Task details: Retype, without any change, the first line of the records and every line after it through the one containing "chunyang-wen: online learing.".

Given records:
PR #1181, opened 2019-09-15
Parameter server design

QiJune:
Currently, we have two concepts, master and worker concepts. We need to split pserver from master, and make the functionality of each concept clear. Following is an overview design doc.

[Here](https://github.com/QiJune/elasticdl/blob/ps_design/doc/parameter_server.md) is the link which for a better review.


doc/parameter_server.md
```diff
@@ -0,0 +1,98 @@
...
+Please refer to:
+
+![parameter_server](./images/parameter_server.png)
+
+## Key concepts
+
+
+### Parameter sharding
+
+We usually shard big parameters of a neural network model to some nodes under a rule, in order to achieve network load banlance. There are several kinds of parameter to be handled seperately:
```
chunyang-wen: Typo: seperately.

doc/parameter_server.md
```diff
@@ -0,0 +1,98 @@
...
+
+- Very big embedding table: Embedding table is a collection of <item id, embedding vector> pairs. There is also a mapping from item id to pserver id, so the corresonding embedding vector will be stored at the certain pserver
+
+- Big dense tensor: If the dense tensor parameter exceeds certain size, it will be sliced into several subtensors. The parameter name combines subtensor id will become a unique key, and the value is the subtensor(Please note that the slice tensor operation is zero-copy)
```
chunyang-wen: `The parameter name combines subtensor id will become a unique key`

doc/parameter_server.md
```diff
@@ -0,0 +1,98 @@
...
+
+- Small dense tensor: The small dense tensor parameter will be stored at certain pserver wholely
+
+### Parameter Initialization
+
+
+Parameter initialization of very big embedding table is lazy. For example, in online learing, there could be unkown item id in the training data. So, after worker send the unkown item id to pserver, pserver will initialize corresponding embedding vector and send back to worker. This is a get_or_create semantic.
```
chunyang-wen: **a** very big

chunyang-wen: online learing.

chunyang-wen: Multiple grammar errors. Please double check the sentences.

chunyang-wen:
This design is very similar to the design of [psplus of XDL](https://github.com/alibaba/x-deeplearning/tree/master/xdl/ps-plus). FYI.

doc/parameter_server.md
```diff
@@ -0,0 +1,98 @@
+# Parameter Server Design
+
+## Overview
+
+
+A typical parameter server architecture contains three roles:
+
+- master, responsible for creating/deleting/scheduling pservers and workers
```
wangkuiyi: The master has two main goals:

1. call Kubernetes API to start workers and optionally parameter servers, and
1. separate data into tasks and dispatch tasks to workers.

doc/parameter_server.md
```diff
@@ -0,0 +1,98 @@
+# Parameter Server Design
+
+## Overview
+
+
+A typical parameter server architecture contains three roles:
```
wangkuiyi: parameter server (pserver)

doc/parameter_server.md
```diff
@@ -0,0 +1,98 @@
...
+
+- master, responsible for creating/deleting/scheduling pservers and workers
+- pserver, responsible for provide parameter pull/push/optimize/checkpoint service
```
wangkuiyi: I think the primary goal of the parameter servers of ElasticDL is to maintain the **global** model. The word "parameter" refers to parameters of the global model.  This is in contrast with the fact that workers have their local models.

doc/parameter_server.md
```diff
@@ -0,0 +1,98 @@
...
+- worker, responsible for training minibatches of data
```
wangkuiyi: Workers compute gradients of model parameters using local data and collaboratively update the global model, either via Kubernetes-native fault-tolerable AllReduce or a set of parameter server processes.

doc/parameter_server.md
wangkuiyi: I think we need a few more sentences here explaining why the global model is sharded but the local models are not.

> We prefer to shard the global model for some reasons:
>
> 1.  A model could be too large to fit in the memory of a process.  For example, many recommending and ranking models take very high-dimensional (and sparse) inputs, thus require large embedding tables. In such cases, we'd have to have multiple parameter server instances to hold the global model.
> 1. Even when a single process can hold the global model, we might still shard it onto multiple parameter server instances, who share the optimization workload.

doc/parameter_server.md
```diff
@@ -0,0 +1,98 @@
...
+### Parameter sharding
+
+We usually shard big parameters of a neural network model to some nodes under a rule, in order to achieve network load banlance. There are several kinds of parameter to be handled seperately:
+
+- Very big embedding table: Embedding table is a collection of <item id, embedding vector> pairs. There is also a mapping from item id to pserver id, so the corresonding embedding vector will be stored at the certain pserver
+
+- Big dense tensor: If the dense tensor parameter exceeds certain size, it will be sliced into several subtensors. The parameter name combines subtensor id will become a unique key, and the value is the subtensor(Please note that the slice tensor operation is zero-copy)
+
+- Small dense tensor: The small dense tensor parameter will be stored at certain pserver wholely
+
```
wangkuiyi, line 33: To make a complete discussion about model sharding, we also need to talk about the local model.

Indeed, we assume the local model is small enough that workers don't need to shard them. We need to explain why.

> The local model on workers and the global model on the parameter server(s) have the same size. In case that large embedding tables make the model size too big to fit in a single process's memory space, an intuitive solution is to save the model copies on an external storage service like Redis or Memcached.
>
> However, such a solution creates a complex workflow which introduces too many cross-node communications.
>
> We propose an alternative solution that doesn't rely on Redis or Memcachd.  Instead, the global model, including the large embedding tables, is sharded across parameter servers, and the local model contains only part of the embedding table -- the small fraction that is required to compute recent minibatch(es).

doc/parameter_server.md
```diff
@@ -0,0 +1,98 @@
...
+Parameter initialization of very big embedding table is lazy. For example, in online learing, there could be unkown item id in the training data. So, after worker send the unkown item id to pserver, pserver will initialize corresponding embedding vector and send back to worker. This is a get_or_create semantic.
+
+Other parameters could be initialized before training.
+
+
+## Workflow
+
+### Assumption
+
+- only support asynchronous SGD
```
skydoorkai: synchronous SGD not supported?

doc/parameter_server.md
```diff
@@ -0,0 +1,98 @@
...
+- only support worker failover, do not support pserver
```
skydoorkai: do not support pserver -> do not support pserver failover

doc/parameter_server.md
QiJune: Yes, it is. The local model is pulled from pserver, and is usually a part of the global model.

doc/parameter_server.md
QiJune: I think we may take different solutions for different scenarios.


|  scenario   | hardware  |  update stragety |  communication  stragety |
| :----  |:----  |:---|:---|
| recommend  | CPU|  Async |  PS |
| CV | GPU | BSP| Allreduce|
| NLP | GPU | BSP| Allreduce |

This design addresses the first scenario.

doc/parameter_server.md
QiJune: Do we need a data loader role here? The master will also create some data loaders, and these data loaders will prefetch data from local/remote database, and send data to workers.
And it seems that, we can also add some data preprocessing logic to data loader.

doc/parameter_server.md
QiJune: Done.

doc/parameter_server.md
QiJune: Done

doc/parameter_server.md
QiJune: Done.

doc/parameter_server.md
QiJune: Done

doc/parameter_server.md
QiJune: Done

doc/parameter_server.md
```diff
@@ -0,0 +1,144 @@
...
+
+Following is the assumption under recommendation scenario:
+
+- only support asynchronous SGD
+- only support worker failover, do not support pserver failover
+
+
+**Note**
+
+Allreduce failover and pserver failover will be discussed on other design docs.
```
wangkuiyi: Allreduce => AllReduce

doc/parameter_server.md
```diff
@@ -0,0 +1,144 @@
...
+
+### Assumption
+
+We apply different solutions to different scenarios.
+
+
+| scenario| hardware | update stragety | communication  stragety |
+| :----  |:----  |:---|:---|
+| Recommendation  | CPU|  Async |  Parameter server |
+| CV | GPU | BSP| Allreduce|
```
wangkuiyi: Need an explanation of what BSP is short for.

doc/parameter_server.md
```diff
@@ -0,0 +1,144 @@
...
+## Workflow
+
+### Assumption
+
+We apply different solutions to different scenarios.
+
+
+| scenario| hardware | update stragety | communication  stragety |
+| :----  |:----  |:---|:---|
+| Recommendation  | CPU|  Async |  Parameter server |
```
wangkuiyi: Async => async SGD

doc/parameter_server.md
```diff
@@ -0,0 +1,144 @@
...
+
+
+Parameter initialization of a very big embedding table is lazy. For example, in online learning, there could be unkown item id in the training data. So, until worker send the unkown item id to pserver, will pserver initialize corresponding embedding vector and send back to worker. This is a `get_or_create` semantic.
+
+Other parameters could be initialized before training.
+
+
+## Workflow
+
+### Assumption
```
wangkuiyi: Assumption => Distribution Strategy

doc/parameter_server.md
```diff
@@ -0,0 +1,144 @@
...
+- master, calling Kubernetes API to start workers and optionally parameter servers, and scheduling tasks to workers
+- pserver, maintaining the global model, and providing parameter pull/push/optimize/checkpoint service
+- worker, computing gradients of model parameters using local data and pushing gradients to pservers
+
+
+Please refer to:
+
+![parameter_server](./images/parameter_server.png)
+
+## Key concepts
```
wangkuiyi: I don't think we need `## Key concepts`

doc/parameter_server.md
```diff
@@ -0,0 +1,144 @@
...
+
+
+### Parameter sharding
```
wangkuiyi: Parameter sharding => Parameter Sharding

doc/parameter_server.md
```diff
@@ -0,0 +1,144 @@
...
+
+### Parameter Initialization
+
+
+Parameter initialization of a very big embedding table is lazy. For example, in online learning, there could be unkown item id in the training data. So, until worker send the unkown item id to pserver, will pserver initialize corresponding embedding vector and send back to worker. This is a `get_or_create` semantic.
+
+Other parameters could be initialized before training.
+
+
+## Workflow
```
wangkuiyi: I don't think we need `## Workflow`.

doc/parameter_server.md
```diff
@@ -0,0 +1,144 @@
...
+- only support worker failover, do not support pserver failover
+
+
+**Note**
+
+Allreduce failover and pserver failover will be discussed on other design docs.
+
+### Master
+
+- responsible for creating/deleting/scheduling pserver and worker
```
wangkuiyi: These clauses don't have the subject. We need the subject, the predicate, and the object to form a complete sentence.

doc/parameter_server.md
```diff
@@ -0,0 +1,144 @@
...
+- define parameter sharding strategy, and generate unique key for each parameter(or sharded parameter)
+- define the hash strategy from parameter key to pserver id 
+
+Workflow:
+
+
```
wangkuiyi, line 84: Again, `Workflow:` here is not a valid subject. And these are not valid sentences.

doc/parameter_server.md
```diff
@@ -0,0 +1,144 @@
+# Parameter Server Design
+
+## Overview
+
+A typical parameter server(pserver) architecture contains three roles:
```
wangkuiyi: We need an extra space here: `parameter server(pserver)` => `parameter server (pserver)`.

wangkuiyi (commented):
I have some suggestions about English grammar and lexical corrections.

doc/parameter_server.md
QiJune: Done

doc/parameter_server.md
QiJune: Done

doc/parameter_server.md
QiJune: Done

doc/parameter_server.md
QiJune: Done

doc/parameter_server.md
QiJune: Done

doc/parameter_server.md
QiJune: Done

doc/parameter_server.md
QiJune: Done

doc/parameter_server.md
QiJune: Done

doc/parameter_server.md
QiJune: Done

doc/parameter_server.md
```diff
@@ -0,0 +1,198 @@
...
+- Master is responsible for creating/deleting/scheduling pserver and worker
+- Master defines a parameter sharding strategy, and generate unique key for each parameter(or sharded parameter)
+- Master defines a hash strategy from parameter key to pserver id 
+
+Workflow:
+
+
+1. Master creates several pservers and workers according to user's configuration
+2. Master generates parameter sharding strategy based on model definition provided by user
+3. Master initializes parameter, and send to pservers
```
skydoorkai, line 87: Master tells pservers how to initialize the parameter, and pservers do the initialization.

doc/parameter_server.md
```diff
@@ -0,0 +1,198 @@
...
+
+Since our target is to scheduling deep learning jobs elasticly, we must have the ability to increase/decrease CPU resources of worker, and increase/decrease network bandwidth resources of pserver.
+
+### Solution
+
+As we are using asynchronous SGD, increasing/decreasing CPU resources of worker is trivial. We can just create more workers or kill some workers under different cluster status.
+
+And for pserver, how can we adjust network bandwidth? One solution is to create or delete pserver nodes. Since each node has a network interface card, more pserver nodes means more network bandwidth.
+
+The second solution is to adjust network bandwidth of current pserver node. We can create many pserver nodes first, but set network bandwidth limit to certain medium value. If we want to increase/decrease network bandwith, we increase/decrease the network bandwidth limit.
```
skydoorkai: ElasticDL should not change network bandwidth. 
Network bandwidth is very complicated in a data center network environment. For different k8s pods, they may reside in a physical machine, and share PCIe and network cards bandwidth. Or in different machines connected by routers/switches. From pods, there is no way to tell what network resources are shared and if the corresponding network bandwidth already exceeds its limit or not. Decrease a pod's network bandwidth may have no effect on any other ElasticDL pods, but decrease performance of itself.

QiJune: Yes, network environment could be complicated in a data center.
In an EDL job, workers need CPU most, pservers need network bandwidth most. Assigning CPU resources to workers is trivial, assigning network bandwidth resources to pservers is hard.

So, here comes some questions:

- Do we need to schedule pservers elastically? Or we just schedule workers.
- How to define increasing/decreasing resources to pservers? Is increasing/decreasing pserver pod enough?
- If we have to schedule pservers, how could we allocate the network bandwidth resources to different EDL jobs? 
- If EDL jobs are running with other jobs, how could we distribute network bandwidth to EDL jobs and other jobs? We know assigning CPU resources is trivial.

doc/parameter_server.md
QiJune: This are two choices:
- A big tensor with gaussian initializer,
- A big tensor are split into 10 subtensors, and each subtensor with gaussian initializer

These two choices will generate different value. 

But it seems that it will not influence the training accuracy. I think both are fine.

doc/parameter_server.md
```diff
@@ -0,0 +1,229 @@
...
+### Analysis
+
+First, we analyse the hardware resources that pserver and worker consume.
+
+
+| role| CPU | memory | network bandwidth |  disk |
+| :----  |:----  |:---|:---|:---|
+| worker  | high| medium |  medium | low|
+| pserver | low | medium | high| medium |
+
```
skydoorkai, line 152: Different models may result in different hw resource requirements.
Worker memory depends on the model and the minibatch size, may be very high. For example, MaskRCNN model can only support `minibatch=2` for a GPU with 16G memory in TensorFlow with default setting.

doc/parameter_server.md
```diff
@@ -0,0 +1,229 @@
...
+Worker does the forward/backward computation and consumes CPU most, while pserver provides kvstore service and consumes network bandwidth most.
+
+Since our target is to scheduling deep learning jobs elasticly, we must have the ability to increase/decrease CPU resources of worker, and increase/decrease network bandwidth resources of pserver.
+
+### Solution
+
+As we are using asynchronous SGD, increasing/decreasing CPU resources of worker is trivial. We can just create more workers or kill some workers under different cluster status.
+
+For example, if job A requests 50 CPU cores, but current cluster only has 30 CPU cores. The cluster will lanuch the job immediately with 30 CPU cores. If the cluster has more CPU cores after a while, it will tell the master of job A to occupy the idle CPU cores and create more workers.
```
skydoorkai, line 160: Current ElasticDL lets user set an upper limit of the number of workers and tries to launch that number of worker pods by k8s APIs.

doc/parameter_server.md
```diff
@@ -0,0 +1,229 @@
...
+
+And for pserver, how can we adjust network bandwidth? One solution is to create or delete pserver pods. Since each node has a network interface card, more pserver pods means more network bandwidth.
```
skydoorkai: network card != network bandwidth.  Multiple network cards may share other network components. If other components are bottlenecks, there would be no more bandwidth.

doc/parameter_server.md
```diff
@@ -0,0 +1,229 @@
...
+
+The third solution consumes the same memory, a little more CPU comparing to the former solutions, but avoids complex parameter re-sharding/consistent hashing under varying pserver pods. However, it's hard to manage network bandwidth resources in a data center. There could be a complex network topology. 
+
+The forth solution is to create many pserver pods and keep the pserver pod number unchanged. Each parameter sharding will be mapped to a pserver pod. But the location of pserver pods could be changed.
+
+In general, one team's job has high prority on his own resources. For example, team A has a job A which require 3 pserver nodes, but team A only has two nodes for pserver. So it will "borrow" one from other team, and schedules pserver pods to 3 nodes, 2 of them is his own, 1 is from another team.
+
+It the other team launch his own job, it will tell job A to release the "borrowed" node. So the pserver pods of job A will be moved to his own 2 nodes.
+
```
skydoorkai, line 187: The main issue for elastic ps is not the bandwidth, but the memory size. If the number of ps nodes is reduced, the ps pods may have enough memory to hold the re-sharded model variables.

doc/parameter_server.md
```diff
@@ -0,0 +1,229 @@
...
+- Master defines a parameter sharding strategy, and generate unique key for each parameter(or sharded parameter)
+- Master defines a hash strategy from parameter key to pserver id 
+
+Workflow:
+
+
+1. Master creates several pservers and workers according to user's configuration
+2. Master generates parameter sharding strategy based on model definition provided by user
+3. Master initializes parameter, and send to pservers
+4. Master triggers pservers and workers and start training
```
chunyang-wen: Typo and grammar errors in items 4 and 5.

doc/parameter_server.md
```diff
@@ -0,0 +1,229 @@
...
+1. Pserver waits for workers pushing <key, gradient> to pserver
+2. Pserver gets the key and queries kv store to get corresponding parameter
+3. Pserver calls optimizer, applys <key, gradient> to <key, parameter>
+4. Pserver updates <key, parameter> back to kv store
+5. Pserver saves model checkpoint to disk periodially
+
+
+**Note**
+
+We could implement the kv store by ourselves, or we could use some already solution, such as redis.
```
chunyang-wen: already->existing

doc/parameter_server.md
```diff
@@ -0,0 +1,229 @@
...
+
+Workflow:
+
+1. Before forward layer starting, worker sends key to pserver, and pull <key, parameter> back from pserver
+2. Worker starts forward layer computation
+3. After backward layer finishing, worker generates <key, gradient>
+4. Worker pushes <key, gradient> to pserver
+
+
+There is also another kind of worker who does an evalution job. It define its own evalution computation process and dataloader of validation data. It pulls <key, parameter> from pserver, but never push data to pserver.
```
chunyang-wen: Currently, ElasticDL's worker treats evaluation tasks and training tasks equally. They just request tasks and process tasks. If we add a single validation node, the evaluation speed may suffer.

doc/parameter_server.md
```diff
@@ -0,0 +1,229 @@
...
+
+
+**Note**
+
+There could be some same item id in a minibatch data. So some gradient vector of embedding table will have the same item id. We need to sum these gradient before pushing to pserver.
+
+
+## Delayed model updating
+
+In order to reduce the communication overhead between workers and pservers, we propose a stragety called delayed model updating.
```
chunyang-wen: **stragety**

doc/parameter_server.md
```diff
@@ -0,0 +1,229 @@
...
+
+A worker runs a round of forward/backward computation using its local model, and keep the gradients in its local. After several rounds finishing, it push gradients to pservers.
```
chunyang-wen: **in its local**?
**rounds finishing**?

doc/parameter_server.md
QiJune: Exactly, here we are focusing on recommendation scenario, which big embedding table is stored at pserver, and worker only has a partial model.  So the memory is `relative medium`.

doc/parameter_server.md
QiJune: I mean ElasticDL should also have the ability to create more workers even the job starting for a while,  if hardware resources are added.

So, `someone` is needed to tell master to create more workers, the `someone` could be the cluster scheduler.

doc/parameter_server.md
QiJune: Yes, ElasticDL has no ability to control network bandwidth, or even get the current network status. A naive strategy for us is to create pserver pods in different nodes. I will update this sentence.

doc/parameter_server.md
QiJune: Yes, if memory is not enough, ps will be crashed. If bandwidth is not enough, psever will be slow. I will update this.

doc/parameter_server.md
QiJune: Done

doc/parameter_server.md
QiJune: Done

doc/parameter_server.md
QiJune: Done

doc/parameter_server.md
QiJune: Done

doc/parameter_server.md
QiJune: Done

wangkuiyi (approved):
This PR has been here for a while. I am giving this approval so @QiJune has the option to merge it, and polish it later.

Written reply:
PR #1181, opened 2019-09-15
Parameter server design

QiJune:
Currently, we have two concepts, master and worker concepts. We need to split pserver from master, and make the functionality of each concept clear. Following is an overview design doc.

[Here](https://github.com/QiJune/elasticdl/blob/ps_design/doc/parameter_server.md) is the link which for a better review.


doc/parameter_server.md
```diff
@@ -0,0 +1,98 @@
...
+Please refer to:
+
+![parameter_server](./images/parameter_server.png)
+
+## Key concepts
+
+
+### Parameter sharding
+
+We usually shard big parameters of a neural network model to some nodes under a rule, in order to achieve network load banlance. There are several kinds of parameter to be handled seperately:
```
chunyang-wen: Typo: seperately.

doc/parameter_server.md
```diff
@@ -0,0 +1,98 @@
...
+
+- Very big embedding table: Embedding table is a collection of <item id, embedding vector> pairs. There is also a mapping from item id to pserver id, so the corresonding embedding vector will be stored at the certain pserver
+
+- Big dense tensor: If the dense tensor parameter exceeds certain size, it will be sliced into several subtensors. The parameter name combines subtensor id will become a unique key, and the value is the subtensor(Please note that the slice tensor operation is zero-copy)
```
chunyang-wen: `The parameter name combines subtensor id will become a unique key`

doc/parameter_server.md
```diff
@@ -0,0 +1,98 @@
...
+
+- Small dense tensor: The small dense tensor parameter will be stored at certain pserver wholely
+
+### Parameter Initialization
+
+
+Parameter initialization of very big embedding table is lazy. For example, in online learing, there could be unkown item id in the training data. So, after worker send the unkown item id to pserver, pserver will initialize corresponding embedding vector and send back to worker. This is a get_or_create semantic.
```
chunyang-wen: **a** very big

chunyang-wen: online learing.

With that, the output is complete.